A form of psychotherapy called cognitive behavioral therapy can help you learn, through your own experience, that panic symptoms are not dangerous. Your therapist will help you gradually re-create the symptoms of a panic attack in a safe, repetitive manner. Once the physical sensations of panic no longer feel threatening, the attacks begin to resolve. Successful treatment can also help you overcome fears of situations that you've avoided because of panic attacks.

Seeing results from treatment can take time and effort. You may start to see panic attack symptoms reduce within several weeks, and often symptoms decrease significantly or go away within several months. You may schedule occasional maintenance visits to help ensure that your panic attacks remain under control or to treat recurrences.

Medications

Medications can help reduce symptoms associated with panic attacks as well as depression if that's an issue for you. Several types of medication have been shown to be effective in managing symptoms of panic attacks, including:

  • Selective serotonin reuptake inhibitors (SSRIs). Generally safe with a low risk of serious side effects, SSRI antidepressants are typically recommended as the first choice of medications to treat panic attacks. SSRIs approved by the Food and Drug Administration (FDA) for the treatment of panic disorder include fluoxetine (Prozac), paroxetine (Paxil, Pexeva) and sertraline (Zoloft).

  • Serotonin and norepinephrine reuptake inhibitors (SNRIs). These medications are another class of antidepressants. The SNRI venlafaxine (Effexor XR) is FDA approved for the treatment of panic disorder.

  • Benzodiazepines. These sedatives are central nervous system depressants. Benzodiazepines approved by the FDA for the treatment of panic disorder include alprazolam (Xanax) and clonazepam (Klonopin). Benzodiazepines are generally used only on a short-term basis because they can be habit-forming, causing mental or physical dependence. These medications are not a good choice if you've had problems with alcohol or drug use. They can also interact with other drugs, causing dangerous side effects.

PTSD

PTSD

Post-traumatic stress disorder (PTSD) is a mental health condition that's triggered by a terrifying event — either experiencing it or witnessing it. Symptoms may include flashbacks, nightmares and severe anxiety, as well as uncontrollable thoughts about the event.

Most people who go through traumatic events may have temporary difficulty adjusting and coping, but with time and good self-care, they usually get better. If the symptoms get worse, last for months or even years, and interfere with your day-to-day functioning, you may have PTSD.

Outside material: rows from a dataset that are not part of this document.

PR #32, opened 2020-12-16
added dbtInstaller

### LINKED ISSUE #8: Show run logs of a model

### LINKED ISSUE #19: Refresh the manifest on load
I think there might be a good case for triggering a refresh of the manifest as you load the project (or actually generate it if it doesn't exist yet)

the `dbt ls` command generates the artifacts which should be the fastest way to get it.

One caveat I see is that if people are using dbt from a venv then we might have to find what that venv is. One solution perhaps is offer a config option where people point to the venv so that it can be activated. A bit like what the Python extension is doing for its formatters and linters.

That'd be super neat!

### LINKED ISSUE #24: DBT run command is sometimes ran before venv is activated
Hi,

In the latest version, a `cd` command is sent to the terminal but it fails when the path contains some spaces.
https://github.com/innoverio/vscode-dbt-power-user/blob/f7749f2b5c462eb105d10295b4f126491ac6b70a/src/commands/runModel.ts#L45

It should be a quick fix by surrounding the path with single or double-quotes.

### LINKED ISSUE #33: Issue with path of some files when running on Windows
I am currently using the extension on a laptop running Windows.

I ran into an issue where some of the files would not show the parent/children when other ones did. After a bit of debugging, it seems to be related to the fact that `document.uri.path` returns a string with the drive letter sometimes capital and sometimes not.

Some files were showing: `path: "/c:/Users/xxx/model1.sql"` when others are showing `path: "/C:/Users/xxx/model2.sql"` (in one case the C: drive is uppercase and in the other one it is lower case).

A quick fix for this use case might be to change the file `manifestContainer.ts` and use `fsPath` instead of `path`, while catering for both Unix and Windows file systems. Replacing
```
if (currentFilePath.path.startsWith(projectRootUri.path + "/"))
```
by 
```
if (currentFilePath.fsPath.startsWith(projectRootUri.fsPath + "/") || currentFilePath.fsPath.startsWith(projectRootUri.fsPath + "\\"))
```

Happy to submit a PR if it's OK

mdesmet:
Fixes #19 
Fixes #24 
Fixes #8 
Fixes #33


src/manifest/manifest.ts
```diff
@@ -82,6 +84,11 @@ export class Manifest {
     this.createProjectConfigWatcher();
     const projectConfig = this.readAndParseProjectConfig();
 
+    const { pythonPath, onDidChangeExecutionDetails } = await getPythonPathFromExtention();
+    onDidChangeExecutionDetails(() => this.tryRefresh());
```
mdesmet, line 88: There is a manifest file for each DBT project (monorepo setup), however there is only one venv per vscode window. Therefore this is not the right place. If the user has a lot of projects he will be prompted for each DBT project for DBT installation

src/manifest/dbtInstaller.ts
```diff
@@ -0,0 +1,101 @@
...
+	constructor(pythonPath: string) {
+		this.pythonPath = pythonPath;
+	}
+
+	public async checkDBTInstalled(): Promise<void> {
+		const checkDBTInstalledProcess = this.checkDBTInstalledCommand();
+		try {
+			await checkDBTInstalledProcess.complete();
+		} catch (err) {
+			if (err.match(DBTClient.IS_NOT_INSTALLED)) {
```
mdesmet, line 30: This should be a fallback, we should not check for "no module named ...", if we can't find installed version then that means DBT is not installed.

src/manifest/dbtInstaller.ts
```diff
@@ -0,0 +1,101 @@
...
+		return new CommandProcessExecution(this.pythonPath, ["-c", "import dbt.main; dbt.main.main(['--version'])"]);
+	}
+
+	private checkDBTUpToDate(message: string): boolean | undefined {
+		const installedVersionMatch = message.match(DBTClient.IS_INSTALLED_VERSION);
+		if (installedVersionMatch === null) {
+			return;
+		}
+		const installedVersion = installedVersionMatch[0];
+		const latestVersionMatch = message.match(DBTClient.IS_LATESTEST_VERSION);
```
mdesmet, line 53: typo LATESTEST

src/manifest/manifestContainer.ts
```diff
@@ -31,7 +31,7 @@ class ManifestContainer {
   }
 
   addEventHandler(provider: OnManifestCacheChanged): void {
-    if(this.manifestMetaMap === undefined) {
+    if (this.manifestMetaMap === undefined) {
```
mdesmet, line 34: This style change should be aligned, not sure since when we do if ( instead if(

src/manifest/dbtProject.ts
```diff
@@ -99,7 +96,7 @@ export class Manifest {
         new Map(),
         this.projectRoot
       );
-      this.onManifestCacheChangedHandlers.forEach((handler) => handler(event));
+      dbtProjectContainer.passEventToProviders(event);
```
mdesmet, line 99: dbtProjectContainer should have static methods like raiseSourceFileChangedEvent and raiseManifestChangedEvent.

Within the dbtProject we don't care to whom the event is raised, so we don't need to know that only the providers are interested in this event.

src/dbt_client/dbtClientFactory.ts
```diff
@@ -0,0 +1,23 @@
...
+        onDidChangeExecutionDetails(async () => {
+            const { pythonPath } = await getPythonPathFromExtention();
+            await DBTClientFactory.setDBTClient(pythonPath);
+        });
+        await DBTClientFactory.setDBTClient(pythonPath);
+    }
+
+    static setDBTClient(pythonPath: string): Promise<void> {
+        dbtClient.pythonPath = pythonPath;
+        return dbtClient.checkDBTInstalled();
```
mdesmet, line 17: Also when the pythonpath is null you wil check if dbt is installed...

src/dbt_client/dbtClient.ts
```diff
@@ -0,0 +1,124 @@
+import { OutputChannel, window } from 'vscode';
+import { OnSourceFileChanged, SourceFileChangedEvent } from '../manifest/sourceFileChangedEvent';
+import { CommandProcessExecution } from '../utils';
+import { dbtClientCommandQueue as dbtClientCommandQueue } from './dbtClientCommandQueue';
+
+enum DBT {
+	Install,
```
mdesmet, line 7: Enum values are some kind of constants, according convention should be upperc

src/dbt_client/dbtClient.ts
```diff
@@ -0,0 +1,124 @@
...
+	Update
+}
+
+enum PromptAnswer {
+	Yes = "Yes",
+	No = "No"
+}
+
+class DBTClient implements OnSourceFileChanged {
+	public pythonPath!: string;
```
mdesmet, line 17: I would say the pythonPath is a required constructor parameter for the DBTClient, adding the exclamation mark WILL generate runtime exceptions. as pythonPath can be null if you don't select a python interpreter.

src/dbt_client/dbtClient.ts
```diff
@@ -0,0 +1,124 @@
...
+	static readonly IS_INSTALLED_VERSION = /(?<=installed\sversion:\s)(\d+.\d+.\d+)(?=\D+)/g;
+	static readonly IS_LATEST_VERSION = /(?<=latest\sversion:\s)(\d+.\d+.\d+)(?=\D+)/g;
+	static readonly IS_INSTALLED = /installed\sversion/g;
+	public outputChannel: OutputChannel;
+
+	constructor() {
+		this.outputChannel = window.createOutputChannel('DBT Client');
```
mdesmet, line 24: DBT Client is a weird name from a user perspective, just call it DBT

src/dbt_client/dbtClientCommandQueue.ts
```diff
@@ -0,0 +1,36 @@
+import { StatusBarAlignment, StatusBarItem, window } from "vscode";
+
+type Command = () => Promise<any>;
+
+class DBTClientCommandQueue {
+    private queue: Command[] = [];
+    private currentPromise: any;
+    private statusBar: StatusBarItem;
+
+    constructor() {
```
mdesmet, line 10: I'm not sure the statusbar should be integrated in this class.

I think you can always show the status bar and show the version of the installed DBT, and when it's working you update what you are running exactly, for example '<spinning wheel> listing dbt models...' or '<spinning wheel> running model(s)...'

src/dbt_client/dbtClient.ts
```diff
@@ -0,0 +1,124 @@
...
+		if (installedVersionMatch === null) {
+			return;
+		}
+		const installedVersion = installedVersionMatch[0];
+		const latestVersionMatch = message.match(DBTClient.IS_LATEST_VERSION);
+		if (latestVersionMatch === null) {
+			return;
+		}
+		const latestVersion = latestVersionMatch[0];
+		if (installedVersion === latestVersion) {
```
mdesmet, line 79: convoluted logic..

return installedVersion === latestVersion does the same as your 3 lines

src/dbt_client/dbtClient.ts
```diff
@@ -0,0 +1,124 @@
...
+
+	private checkDBTInstalledCommand(): CommandProcessExecution {
+		return new CommandProcessExecution(this.pythonPath, ["-c", this.dbtCommand("'--version'")]);
+	}
+
+	private dbtCommand(cmd: string | string[]): string {
+		return `import dbt.main; dbt.main.main([${cmd}])`;
+	}
+
+	private checkDBTUpToDate(message: string): boolean | undefined {
```
mdesmet, line 68: why this can return undefined? is that not rather an exception?

src/dbt_client/dbtClientFactory.ts
```diff
@@ -0,0 +1,23 @@
+import { SourceFileChangedEvent } from "../manifest/sourceFileChangedEvent";
+import { getPythonPathFromExtention } from "../utils";
+import { dbtClient } from "./dbtClient";
+
+export class DBTClientFactory {
+    static async createDBTClient() {
```
mdesmet, line 6: I would move the instantiation logic of this to the DBTProjectContainer. That way other code only needs to integrate with that. If there is a DBTClient on the DBTProjectContainer, that means that you have a pythonPath. That way you can also get rid of the singleton integration of DBTClient, because in that way you have to support a DBTClient without a pythonPath.

src/manifest/watchers/projectConfigWatcherFactory.ts
```diff
@@ -0,0 +1,16 @@
+import { FileSystemWatcher, RelativePattern, Uri, workspace } from "vscode";
+import { setupWatcherhHandler } from "../../utils";
+import { DBTProject } from "../dbtProject";
+
+export class ProjectConfigWatcherFactory {
```
mdesmet, line 5: This logic can be moved back towards DBTProject

src/manifest/watchers/projectConfigWatcherFactory.ts
```diff
@@ -0,0 +1,16 @@
+import { FileSystemWatcher, RelativePattern, Uri, workspace } from "vscode";
+import { setupWatcherhHandler } from "../../utils";
```
mdesmet, line 2: typo

src/utils.ts
```diff
@@ -60,3 +61,87 @@ export const isEnclosedWithinCodeBlock: (
...
+    });
+  }
+}
+
+interface PythonExecutionDetails {
+  pythonPath: string;
+  onDidChangeExecutionDetails: Event<Uri | undefined>;
+}
+
+export const getPythonPathFromExtention = async (): Promise<PythonExecutionDetails> => {
```
mdesmet, line 117: typo

src/utils.ts
```diff
@@ -60,3 +61,87 @@ export const isEnclosedWithinCodeBlock: (
...
+      this.commandProcess.once('error', error => {
+        reject(`Error occurred during process execution: ${error}`);
+      });
+    });
+  }
+}
+
+interface PythonExecutionDetails {
+  pythonPath: string;
+  onDidChangeExecutionDetails: Event<Uri | undefined>;
```
mdesmet, line 114: undefined?

src/utils.ts
```diff
@@ -60,3 +61,87 @@ export const isEnclosedWithinCodeBlock: (
 export const notEmpty = <T>(value: T | null | undefined): value is T => {
   return value !== null && value !== undefined;
 };
+
+export class CommandProcessExecution {
```
mdesmet, line 65: should be moved to where it is used

src/utils.ts
```diff
@@ -60,3 +61,87 @@ export const isEnclosedWithinCodeBlock: (
...
+export const debounce = (fn: Function, wait: number) => {
+  let timeout: NodeJS.Timeout;
+
+  return function () {
+    clearTimeout(timeout);
+    timeout = setTimeout(fn(), wait);
+  };
+};
+
+export const setupWatcherhHandler = (watcher: FileSystemWatcher, handler: Function): void => {
```
mdesmet, line 143: typo

PR #42, opened 2021-01-13
Implement DI container

mdesmet:


src/inversify.config.ts
```diff
@@ -0,0 +1,114 @@
...
+import { ProjectConfigChangedEvent } from "./manifest/event/projectConfigChangedEvent";
+import { DBTProjectLog } from "./manifest/handlers/dbtProjectLog";
+import { SourceFileWatchers } from "./manifest/handlers/sourceFileWatchers";
+import { TargetWatchers } from "./manifest/handlers/targetWatchers";
+import { ModelTreeviewProvider } from "./treeview_provider/ModelParentTreeviewProvider";
+
+export const container = new Container();
+container.load(buildProviderModule());
+
+container
```
mdesmet, line 25: if only the eventemitter is required, these might better be moved into a singleton and just provided by the default mechanism

src/inversify.config.ts
```diff
@@ -0,0 +1,114 @@
...
+      const { container } = context;
+      return new DBTWorkspaceFolder(
+        container.get("DBTProjectFactory"),
+        workspaceFolder,
+        _onManifestChanged
+      );
+    };
+  });
+
+container
```
mdesmet, line 57: Here is maybe better to create this is as an absract class and inherit with super(Treetype) and inject an instance for each type.

src/definition_provider/modelDefinitionProvider.ts
```diff
@@ -12,16 +12,18 @@ import {
   Disposable,
 } from "vscode";
 import { NodeMetaMap } from "../domain";
-import { dbtProjectContainer } from "../manifest/dbtProjectContainer";
+import { DbtProjectContainer } from "../manifest/dbtProjectContainer";
 import { ManifestCacheChangedEvent } from "../manifest/event/manifestCacheChangedEvent";
+import { provideSingleton } from "../utils";
 
+@provideSingleton(ModelDefinitionProvider)
```
mdesmet, line 19: The question I ask myself is do we need to set it as provideSingleton if we only use it in one place?

PR #60, opened 2021-04-09
Support dots in model names

monti-python:
Make the extension work with models that contain dots, as suggested in this [dbt post](https://discourse.getdbt.com/t/extracting-schema-and-model-names-from-the-filename/575)


mdesmet:
Great work! Thanks, I'll merge it and will make a new release shortly.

Getting effective treatment after PTSD symptoms develop can be critical to reduce symptoms and improve function.

Symptoms

Post-traumatic stress disorder symptoms may start within one month of a traumatic event, but sometimes symptoms may not appear until years after the event. These symptoms cause significant problems in social or work situations and in relationships. They can also interfere with your ability to go about your normal daily tasks.

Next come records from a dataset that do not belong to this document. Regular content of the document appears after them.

PR #65, opened 2021-04-15
run sql through dbt task

### LINKED ISSUE #41: See resultset of model

mdesmet:
Fixes #41

### DIFF
--- a/src/commands/executeSQL.ts
+++ b/src/commands/executeSQL.ts
@@ -1,0 +1,60 @@
+import path = require("path");
+import { Disposable, window } from "vscode";
+import { NodeMetaMap } from "../domain";
+import { DBTProjectContainer } from "../manifest/dbtProjectContainer";
+import { ManifestCacheChangedEvent } from "../manifest/event/manifestCacheChangedEvent";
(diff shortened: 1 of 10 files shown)


src/commands/executeSQL.ts
```diff
@@ -0,0 +1,60 @@
...
+      if (node === undefined) {
+        return;
+      }
+      let fqn = "";
+      if(node.database) {
+        fqn += `${node.database}.`;
+      }
+      fqn += `${node.schema}.${node.alias}`;
+
+      this.dbtProjectContainer.executeSQL(dbtProject.projectRoot, `SELECT * FROM ${fqn} LIMIT 1000`);
```
Elektry-On, line 44: The LIMIT clause only works for some databases. Would be cool to also support the TOP syntax (maybe over a setting) for community supported adapters.

mdesmet: I doubt that dbt has a native way to limit the resultset they just provide us with a bool fetch. I might leave out that limit clause in the initial version and only provide a query that can be modified at will.

PR #112, opened 2022-05-13
✨ Added a DBT file icon

Luttik:
This plugin adds a DBT file icon to all files with the `jinja-sql` language.
In doing so the language is also added to the contribution list. This also allows more configuration if desired [(documentation)](https://code.visualstudio.com/api/references/contribution-points#contributes.languages)

Result:
image


mdesmet:
Thanks for your contribution!

Luttik:
Hé @mdesmet Could you trigger another release to the vscode marketplace?

PR #136, opened 2022-09-29
Restrict execute dbt SQl to only execute when the editor has focus

### LINKED ISSUE #135: windows: ctrl+Enter commit overridden by this extension
## issue
Currently when having this installed, if I put in a commit message and press control+enter, `dbtPowerUser.executeSQL` runs.  

## Possible fix
In [package.json](https://github.com/innoverio/vscode-dbt-power-user/blob/master/package.json#L204)

change

```json
        "when": "resourceLangId == jinja-sql"
```

to 

```json
        "when": "editorTextFocus && resourceLangId == 'jinja-sql'"
```

VDFaller:
Made the ctrl+enter shortcut work only while in the editor

### DIFF
--- a/package.json
+++ b/package.json
@@ -201,7 +201,7 @@
         "key": "Ctrl+Enter",
         "mac": "Cmd+Enter",
         "command": "dbtPowerUser.executeSQL",
-        "when": "editorTextFocus && resourceLangId == 'jinja-sql'"
+        "when": "editorFocus && resourceLangId == 'jinja-sql'"
       },
       {
         "key": "Ctrl+'",
--- a/package.json
+++ b/package.json
@@ -201,7 +201,7 @@
         "key": "Ctrl+Enter",
         "mac": "Cmd+Enter",
         "command": "dbtPowerUser.executeSQL",
-        "when": "resourceLangId == jinja-sql"
+        "when": "editorTextFocus && resourceLangId == 'jinja-sql'"
       },
       {
         "key": "Ctrl+'",


package.json
```diff
@@ -201,7 +201,7 @@
         "key": "Ctrl+Enter",
         "mac": "Cmd+Enter",
         "command": "dbtPowerUser.executeSQL",
-        "when": "resourceLangId == jinja-sql"
+        "when": "editorTextFocus && resourceLangId == 'jinja-sql'"
```
mdesmet, line 204: Why not `editorFocus`?

 https://code.visualstudio.com/api/references/when-clause-contexts

Do you think this should be applied to other commands as well?

VDFaller: My thought is that I should actively be in a jinja sql textbox for ctrl+enter to use this command.  (since a lot of things use it)

for the sql preview one.  I don't have anything installed that uses ctrl+', so it's not like it will overwrite another command.  

The other ones I didn't change because if I'm selecting something from the menu, then I'm explicitly asking for it.  So if I'm doing that I don't want to have to be focused in a certain spot.

VDFaller: Thinking about this a tiny bit more.  Wouldn't it make sense for the SQL preview to be the same as markdown preview
`ctrl+shift+v` (on windows)?

mdesmet: What's the behavior if you change to `editorFocus`, if it also fixes the issue, it would capture the user intent in more cases.

VDFaller: Fair enough.  It still fixes the issue.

PTSD symptoms are generally grouped into four types: intrusive memories, avoidance, negative changes in thinking and mood, and changes in physical and emotional reactions. Symptoms can vary over time or vary from person to person.

Intrusive memories

Symptoms of intrusive memories may include:

  • Recurrent, unwanted distressing memories of the traumatic event

  • Reliving the traumatic event as if it were happening again (flashbacks)

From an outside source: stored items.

PR #143, opened 2022-09-30
[feat] Webview and Server enhancements

alex-harness:
TODO: update PR description

### DIFF
--- a/package.json
+++ b/package.json
@@ -36,7 +36,7 @@
         "properties": {
           "dbt.dbtPythonPathOverride": {
             "type": "string",
-            "description": "Path to a python executable or entrypoint. If undefined, we will use the Python extension configured environment. Most users will not need to change this setting without specific reasoning such as custom wrappers."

  • Upsetting dreams or nightmares about the traumatic event

  • Severe emotional distress or physical reactions to something that reminds you of the traumatic event

Avoidance

Symptoms of avoidance may include:

  • Trying to avoid thinking or talking about the traumatic event

  • Avoiding places, activities or people that remind you of the traumatic event

Negative changes in thinking and mood

Symptoms of negative changes in thinking and mood may include:

  • Negative thoughts about yourself, other people or the world

  • Hopelessness about the future

  • Memory problems, including not remembering important aspects of the traumatic event

  • Difficulty maintaining close relationships

  • Feeling detached from family and friends

  • Lack of interest in activities you once enjoyed

  • Difficulty experiencing positive emotions

  • Feeling emotionally numb

Changes in physical and emotional reactions

Symptoms of changes in physical and emotional reactions (also called arousal symptoms) may include:

  • Being easily startled or frightened

  • Always being on guard for danger

  • Self-destructive behavior, such as drinking too much or driving too fast

  • Trouble sleeping

  • Trouble concentrating

  • Irritability, angry outbursts or aggressive behavior

  • Overwhelming guilt or shame

For children 6 years old and younger, signs and symptoms may also include:

  • Re-enacting the traumatic event or aspects of the traumatic event through play

  • Frightening dreams that may or may not include aspects of the traumatic event

Intensity of symptoms

PTSD symptoms can vary in intensity over time. You may have more PTSD symptoms when you're stressed in general, or when you come across reminders of what you went through. For example, you may hear a car backfire and relive combat experiences. Or you may see a report on the news about a sexual assault and feel overcome by memories of your own assault.

Diagnosis

To diagnose post-traumatic stress disorder, your doctor will likely:

  • Perform a physical exam to check for medical problems that may be causing your symptoms

  • Do a psychological evaluation that includes a discussion of your signs and symptoms and the event or events that led up to them

  • Use the criteria in the Diagnostic and Statistical Manual of Mental Disorders (DSM-5), published by the American Psychiatric Association

Diagnosis of PTSD requires exposure to an event that involved the actual or possible threat of death, violence or serious injury. Your exposure can happen in one or more of these ways:

  • You directly experienced the traumatic event

  • You witnessed, in person, the traumatic event occurring to others

  • You learned someone close to you experienced or was threatened by the traumatic event

  • You are repeatedly exposed to graphic details of traumatic events (for example, if you are a first responder to the scene of traumatic events)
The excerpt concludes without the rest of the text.